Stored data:
PR #14302, opened 2022-12-12
refactor: use disposable ref hook

PatrykBuniX:
Removes `useDisposableRef` hook completely.


src/script/components/MessagesList/Message/ContentMessage/asset/TextMessageRenderer.tsx
```diff
@@ -164,6 +167,7 @@ export const TextMessageRenderer: FC<TextMessageRendererProps> = ({
           containerRef.current = element;
         }
       }}
+      key={`${editedTimestamp}:${text}`}
```
PatrykBuniX, line 162: This is important: `key` prop change => react knows it's dealing with new element, so the ref changes and it can recalculate message dimentions. (no need to add extra dependencies to deps array)

src/script/components/MessagesList/Message/ContentMessage/asset/TextMessageRenderer.tsx
```diff
@@ -70,9 +71,11 @@ export const TextMessageRenderer: FC<TextMessageRendererProps> = ({
       setCanShowMore?.(isWider || isHigher);
       return () => {};
```
atomrc: you probably don't need this return anymore :)

src/script/components/MessagesList/Message/ContentMessage/asset/TextMessageRenderer.tsx
atomrc: Brilliant 👌

src/script/components/MessagesList/Message/MemberMessage.tsx
```diff
@@ -82,7 +82,7 @@ const MemberMessage: React.FC<MemberMessageProps> = ({
   const isMemberLeave = message.isMemberLeave();
   const isMemberChange = message.isMemberChange();
 
-  const initShowMore = useDisposableRef(element => {
+  const {ref: initShowMore} = useDisposableRef(element => {
```
atomrc: Actually, I'm wondering if we should not get rid of the disposableRef at all and just add a `click` listener on the parent React element and only react to the event if the target has the right class. WDYT?

src/script/components/MessagesList/Message/ContentMessage/asset/TextMessageRenderer.tsx
PatrykBuniX: From now we'll also store element's reference in state (it changes only with `key` attribute change). Adding reference to deps array now makes it do it's all recalculations whenever element updates (whenever it's edited). WDYT?

atomrc: makes a lot of sense 👌

atomrc (approved):

PR #14306, opened 2022-12-12
refactor: Use delegate event handlers for message clicks

atomrc:
Instead of adding (and removing) event handlers directly on the message elements that need handling, this PR will register a global event handler that will detect on which type of element we clicked. 

This way, we let React take care of all the `(add|remove)EventListener` calls and we can focus on the business logic

### DIFF
--- a/src/script/components/MessagesList/Message/ContentMessage/asset/TextMessageRenderer.test.tsx
+++ b/src/script/components/MessagesList/Message/ContentMessage/asset/TextMessageRenderer.test.tsx
@@ -103,10 +103,10 @@ describe('TextMessageRenderer', () => {
     expect(linkElem).not.toBe(null);
 
     fireEvent.click(linkElem);
-    expect(onClickElement).toHaveBeenCalled();
+    expect(onClickElement).toHaveBeenCalledTimes(1);
 
-    fireEvent.keyDown(linkElem);
-    expect(onClickElement).toHaveBeenCalled();
+    fireEvent.keyDown(linkElem, {key: 'Enter'});
+    expect(onClickElement).toHaveBeenCalledTimes(2);
   });
 
   it('should not trigger a key event if the message is not focused', () => {
--- a/src/script/components/MessagesList/Message/ContentMessage/asset/TextMessageRenderer.tsx
+++ b/src/script/components/MessagesList/Message/ContentMessage/asset/TextMessageRenderer.tsx
@@ -20,6 +20,8 @@
 import {useEffect, FC, useState} from 'react';
 
 import {Text} from 'src/script/entity/message/Text';
+import {isKeyDownEvent} from 'src/script/guards/Event';
+import {isMouseEvent} from 'src/script/guards/Mouse';
 import {getAllFocusableElements, setElementsTabIndex} from 'Util/focusUtil';
 import {handleKeyDown} from 'Util/KeyboardUtil';
 
@@ -68,12 +70,11 @@ export const TextMessageRenderer: FC<TextMessageRendererProps> = ({
   }, [isQuoteMsg, setCanShowMore, containerRef]);
 
   useEffect(() => {
-    const element = containerRef;
-    if (!element) {
+    if (!containerRef) {
       return;
     }
 
-    const interactiveMsgElements = getAllFocusableElements(element);
+    const interactiveMsgElements = getAllFocusableElements(containerRef);
     setElementsTabIndex(interactiveMsgElements, isCurrentConversationFocused);
   }, [isCurrentConversationFocused, containerRef]);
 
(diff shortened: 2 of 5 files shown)


src/script/components/MessagesList/Message/ContentMessage/asset/TextMessageRenderer.tsx
```diff
@@ -76,90 +70,64 @@ export const TextMessageRenderer: FC<TextMessageRendererProps> = ({
...
+    // We will register the click event on the paragraph element and determine the type of the element clicked.
+    // This is because the paragraph element is fed with raw HTML and we cannot register the click event on the clickabled elements directly.
+    // eslint-disable-next-line jsx-a11y/no-noninteractive-element-interactions
     <p
       ref={setContainerRef}
       key={`${editedTimestamp}:${text}`}
+      onClick={handleClick}
+      onAuxClick={handleClick}
+      onKeyDown={handleClick}
+      onKeyUp={handleClick}
```
PatrykBuniX: I think we should come up with some better naming for `handleClick` since it handles more events that just `click`. What about `handleInteraction` or sth like that? 😄

atomrc: Good call 👌

PatrykBuniX (approved):
Great! It simplifies things a lot! 🚀

src/script/components/MessagesList/Message/ContentMessage/asset/TextMessageRenderer.tsx
```diff
@@ -76,90 +70,68 @@ export const TextMessageRenderer: FC<TextMessageRendererProps> = ({
...
+    event: KeyboardEvent | MouseEvent,
+    elementType: ElementType,
+    messageDetails: MessageDetails,
+  ) => {
+    if (event.type === 'keydown' && isCurrentConversationFocused) {
+      handleKeyDown(event as KeyboardEvent, () => {
+        event.preventDefault();
+        onMessageClick(event, elementType, messageDetails);
       });
+    } else if (event.type === 'click') {
```
przemvs: We have isMousEvent TypeGuard ;)

src/script/components/MessagesList/Message/ContentMessage/asset/TextMessageRenderer.tsx
```diff
@@ -76,90 +70,68 @@ export const TextMessageRenderer: FC<TextMessageRendererProps> = ({
...
-      elements?.forEach(element => {
-        events.forEach(eventName => {
-          element.addEventListener(eventName, handleMsgEvent);
-        });
+  const forwardEvent = (
+    event: KeyboardEvent | MouseEvent,
+    elementType: ElementType,
+    messageDetails: MessageDetails,
+  ) => {
+    if (event.type === 'keydown' && isCurrentConversationFocused) {
```
przemvs: Add isKeyboardEvent TypeGuard maybe, then you will pass event to handleKeyDown without as KeyboardEvent :)

src/script/components/MessagesList/Message/ContentMessage/asset/TextMessageRenderer.tsx
atomrc: Oh yeah, nice one

src/script/components/MessagesList/Message/ContentMessage/asset/TextMessageRenderer.tsx
atomrc: Good call 👍

src/script/components/MessagesList/Message/ContentMessage/asset/TextMessageRenderer.tsx
```diff
@@ -74,92 +70,69 @@ export const TextMessageRenderer: FC<TextMessageRendererProps> = ({
   }, [isQuoteMsg, setCanShowMore, containerRef]);
 
   useEffect(() => {
-    const element = containerRef;
-    if (!element) {
-      return undefined;
+    if (!containerRef) {
+      return;
```
arjita-mitra, line 74: is this working? I was getting some error, no implicit return.

przemvs (approved):

src/script/components/MessagesList/Message/ContentMessage/asset/TextMessageRenderer.test.tsx
```diff
@@ -103,10 +103,10 @@ describe('TextMessageRenderer', () => {
     expect(linkElem).not.toBe(null);
 
     fireEvent.click(linkElem);
-    expect(onClickElement).toHaveBeenCalled();
+    expect(onClickElement).toHaveBeenCalledTimes(1);
 
-    fireEvent.keyDown(linkElem);
-    expect(onClickElement).toHaveBeenCalled();
+    fireEvent.keyDown(linkElem, {key: 'Enter'});
+    expect(onClickElement).toHaveBeenCalledTimes(2);
```
arjita-mitra, line 109: why expected to called twice? could you please explain?

src/script/components/MessagesList/Message/ContentMessage/asset/TextMessageRenderer.tsx
atomrc: Previously, you were returning an arrow function to get rid of the event listeners. But now that this is gone, this function returns nothing and typescript is happy because this function is never returning anything :)

src/script/components/MessagesList/Message/ContentMessage/asset/TextMessageRenderer.test.tsx
PatrykBuniX: He calls it twice in this test: once with click event, 2nd time with keydown (he does not reset the number of calls between these events) 😉

atomrc: So, yeah, there was one gap with this test. Here it simulates a `click` **and**  a keyboard event. 
So the callback should have been called twice (one for the click, one for the `enter` keydown)

arjita-mitra (approved):

PR #14307, opened 2022-12-12
refactor: Improve quote long text detection

atomrc:
A few improvements in this PR:
- long text detection is now completely isolated inside the TextRenderer components (based on a new `collapse` props)
- the `ShowMoreButton` is also isolated in the `TextRender` component and not visible to the `Quote` component (it just passes a `collapse` props to it)
- limits re-renders of the `Quote` component (as the children is now responsible for collapsing)

### DIFF
--- a/src/script/components/MessagesList/Message/ContentMessage/asset/TextMessageRenderer/TextMessageRenderer.tsx
+++ b/src/script/components/MessagesList/Message/ContentMessage/asset/TextMessageRenderer/TextMessageRenderer.tsx
@@ -17,7 +17,7 @@
  *
  */
 
-import {useEffect, FC, useState, HTMLProps} from 'react';
+import {useEffect, FC, useState, HTMLProps, useRef} from 'react';
 
 import {isKeyDownEvent} from 'src/script/guards/Event';
 import {isMouseEvent} from 'src/script/guards/Mouse';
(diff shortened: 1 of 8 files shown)


src/script/components/MessagesList/Message/ContentMessage/asset/TextMessageRenderer/TextMessageRenderer.tsx
```diff
@@ -121,22 +121,36 @@ export const TextMessageRenderer: FC<TextMessageRendererProps> = ({
...
   };
+  const extraClasses = showFullText ? 'message-quote__text--full' : '';
 
   return (
-    // We will register the click event on the paragraph element and determine the type of the element clicked.
-    // This is because the paragraph element is fed with raw HTML and we cannot register the click event on the clickabled elements directly.
-    // eslint-disable-next-line jsx-a11y/no-noninteractive-element-interactions
-    <p
-      ref={setContainerRef}
-      key={`${editedTimestamp}:${text}`}
```
atomrc, line 131: @PatrykBuniX I removed the need for a `timestamp` here (since we want the ref to be updated when the text changes, so only a hash of the text is enough for us :) )

src/script/components/MessagesList/Message/ContentMessage/asset/TextMessageRenderer/TextMessageRenderer.tsx
```diff
@@ -121,22 +119,36 @@ export const TextMessageRenderer: FC<TextMessageRendererProps> = ({
...
+        onKeyDown={handleInteraction}
+        onKeyUp={handleInteraction}
+        dangerouslySetInnerHTML={{__html: text}}
+        dir="auto"
+        className={`${className} ${extraClasses}`}
+        {...props}
+      />
+      {canShowMore && (
+        <ShowMoreButton
+          onClick={() => setShowFullText(!showFullText)}
```
PatrykBuniX: I'd rather move this function above render and use previous value when toggling state (state setters are not synchronous operations and might behave unexpectedly 😅 ):
```ts
const toggleShowFullText = () => {
  setShowFullText(prev => !prev)
}
```

PatrykBuniX (approved):
Great improvements! 🚀

PR #18684, opened 2025-01-28
feat: update call_review_feedback countly event [WPB-14981]

e-maad:
<table>
<td>
  <a href="https://wearezeta.atlassian.net/browse/WPB-14981" title="WPB-14981" target="_blank">TaskWPB-14981</a>  [Web] Modify Segmentations for calling.call_quality_review
  </td></table>
  <br />
 

## Description
Updated call_review_feedback countly event and added a condition to ignore feedback if the call is too short (< 60 secs).

## Checklist

### DIFF
--- a/src/script/calling/Call.ts
+++ b/src/script/calling/Call.ts
@@ -46,7 +46,7 @@ interface ActiveSpeaker {
 export class Call {
   public readonly reason: ko.Observable<number | undefined> = ko.observable();
   public readonly startedAt: ko.Observable<number | undefined> = ko.observable();
-  public readonly endedAt: ko.Observable<number | undefined> = ko.observable();
+  public readonly endedAt: ko.Observable<number> = ko.observable(0);
   public readonly state: ko.Observable<CALL_STATE> = ko.observable(CALL_STATE.UNKNOWN);
   public readonly muteState: ko.Observable<MuteState> = ko.observable(MuteState.NOT_MUTED);
   public readonly participants: ko.ObservableArray<Participant>;
--- a/src/script/calling/Call.ts
+++ b/src/script/calling/Call.ts
@@ -46,6 +46,7 @@ interface ActiveSpeaker {
 export class Call {
   public readonly reason: ko.Observable<number | undefined> = ko.observable();
   public readonly startedAt: ko.Observable<number | undefined> = ko.observable();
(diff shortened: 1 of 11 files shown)


src/script/components/Modals/QualityFeedbackModal/QualityFeedbackModal.tsx
```diff
@@ -45,17 +45,16 @@ import {
...
 import {UserState} from '../../../user/UserState';
 
 const logger = getLogger('CallQualityFeedback');
 
-export const QualityFeedbackModal = () => {
+export const QualityFeedbackModal = ({callingRepository}: {callingRepository: CallingRepository}) => {
   const userState = container.resolve(UserState);
-
+  const {conversationId} = useCallAlertState();
+  const call = conversationId && callingRepository.findCall(conversationId);
```
przemvs, line 59: Maybe You can check if there is no conversationId do not render component? 🤔

src/script/calling/Call.ts
```diff
@@ -46,6 +46,7 @@ interface ActiveSpeaker {
 export class Call {
   public readonly reason: ko.Observable<number | undefined> = ko.observable();
   public readonly startedAt: ko.Observable<number | undefined> = ko.observable();
+  public readonly endedAt: ko.Observable<number | undefined> = ko.observable();
```
przemvs: I think You can add default value in `ko.observable(0)` and then You don't have to check if this is a undefined and remove check `endedAt() || 0` ? WDYT?

src/script/components/Modals/QualityFeedbackModal/QualityFeedbackModal.tsx
```diff
@@ -45,17 +45,16 @@ import {
...
 } from './QualityFeedbackModal.styles';
 
-import {EventName} from '../../../tracking/EventName';
-import {Segmentation} from '../../../tracking/Segmentation';
 import {UserState} from '../../../user/UserState';
 
 const logger = getLogger('CallQualityFeedback');
 
-export const QualityFeedbackModal = () => {
+export const QualityFeedbackModal = ({callingRepository}: {callingRepository: CallingRepository}) => {
```
przemvs: And maybe create interface Props and pass there instead doing like that :) Will be more readable :)

przemvs (approved):
LGTM! :)

PR #18685, opened 2025-01-28
feat: Save draft message reply

przemvs:
## Description

While user click on reply message (without writing text) and change tab, reply draft message is not properly saved.
Also while user want to remove reply message box, and change tab then reply draft message is present after change conversation.

## Checklist

### DIFF
--- a/src/script/components/InputBar/InputBar.tsx
+++ b/src/script/components/InputBar/InputBar.tsx
@@ -19,9 +19,10 @@
 
 import {useCallback, useEffect, useRef, useState} from 'react';
 
+import {$convertToMarkdownString} from '@lexical/markdown';
 import {amplify} from 'amplify';
 import cx from 'classnames';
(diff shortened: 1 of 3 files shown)


src/script/components/InputBar/InputBar.tsx
```diff
@@ -214,6 +217,23 @@ export const InputBar = ({
     ),
   });
 
+  const handleSaveEditorDraft = (replyId = '') => {
```
olafsulich, line 220: Shouldn't it be like that? (looking at other usage of `replyId`):

```suggestion
  const handleSaveEditorDraft = (replyId?: string) => {
```

przemvs: We have to pass empty string for proper update of localStorage :( So I do it like that

olafsulich (approved):

PR #18688, opened 2025-01-28
fix: Resolve virtual rendering focus issues (WPB-15154)

thisisamir98:
<table>
<td>
  <a href="https://wearezeta.atlassian.net/browse/WPB-15154" title="WPB-15154" target="_blank">TaskWPB-15154</a>  [Web] Improve loading of conversation list by only loading what is visible in viewport
  </td></table>
  <br />
 

## Description

- changed align behavior of scrollToIndex of rowVirtualizer to auto to avoid always bringing the conversation in center even in cases they are already visible
- removed useEffect for focusing as it was causing unexpected focus jumping behavior and it had no use case when opening a folder

### DIFF
--- a/src/script/components/ConversationListCell/ConversationListCell.tsx
+++ b/src/script/components/ConversationListCell/ConversationListCell.tsx
@@ -17,13 +17,7 @@
  *
  */
 
-import React, {
-  useEffect,
-  useRef,
-  useState,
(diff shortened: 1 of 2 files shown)


przemvs (approved):
LGTM!

olafsulich (approved):

PR #18693, opened 2025-01-30
fix: margin in message details

aweiss-dev:
## Description

Change 
Screenshot 2025-01-30 at 14 31 13

to 
Screenshot 2025-01-30 at 14 53 09

### DIFF
--- a/src/script/page/RightSidebar/MessageDetails/MessageDetails.tsx
+++ b/src/script/page/RightSidebar/MessageDetails/MessageDetails.tsx
@@ -151,7 +151,7 @@ const MessageDetails: FC<MessageDetailsProps> = ({
   const onParticipantClick = (userEntity: User) => togglePanel(PanelState.GROUP_PARTICIPANT_USER, userEntity);
 
   return (
-    <div id="message-details" className="panel__page message-details">
+    <div id="message-details" className="panel__page panel__message-details">
       <PanelHeader
         onClose={onClose}
         title={panelTitle}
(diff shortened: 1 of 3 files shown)


przemvs (approved):

V-Gira (approved):

src/script/page/RightSidebar/MessageDetails/MessageDetails.tsx
```diff
@@ -151,7 +151,7 @@ const MessageDetails: FC<MessageDetailsProps> = ({
   const onParticipantClick = (userEntity: User) => togglePanel(PanelState.GROUP_PARTICIPANT_USER, userEntity);
 
   return (
-    <div id="message-details" className="panel__page message-details">
+    <div id="message-details" className="panel__page panel__message-details">
```
dariaoldenburg, line 154: I think I'd prefer to stick with the message-details class here, because it's the name of the component, and we don't use it outside of that component (except for my mistake). From my perspective, it would be better to change the name of that class inside FailedToAddUsersMessage

dariaoldenburg (changes requested):
I think I'd prefer to stick with the message-details class here, because it's the name of the component, and we don't use it outside of that component (except for my mistake). From my perspective, it would be better to change the name of that class inside FailedToAddUsersMessage

dariaoldenburg (commented):
:)

e-maad (approved):

thisisamir98 (approved):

### Task to carry out
Quote, with nothing altered, all lines from the start of the entries to the line that carries "atomrc: Brilliant 👌", inclusive.

### Written response
PR #14302, opened 2022-12-12
refactor: use disposable ref hook

PatrykBuniX:
Removes `useDisposableRef` hook completely.


src/script/components/MessagesList/Message/ContentMessage/asset/TextMessageRenderer.tsx
```diff
@@ -164,6 +167,7 @@ export const TextMessageRenderer: FC<TextMessageRendererProps> = ({
           containerRef.current = element;
         }
       }}
+      key={`${editedTimestamp}:${text}`}
```
PatrykBuniX, line 162: This is important: `key` prop change => react knows it's dealing with new element, so the ref changes and it can recalculate message dimentions. (no need to add extra dependencies to deps array)

src/script/components/MessagesList/Message/ContentMessage/asset/TextMessageRenderer.tsx
```diff
@@ -70,9 +71,11 @@ export const TextMessageRenderer: FC<TextMessageRendererProps> = ({
       setCanShowMore?.(isWider || isHigher);
       return () => {};
```
atomrc: you probably don't need this return anymore :)

src/script/components/MessagesList/Message/ContentMessage/asset/TextMessageRenderer.tsx
atomrc: Brilliant 👌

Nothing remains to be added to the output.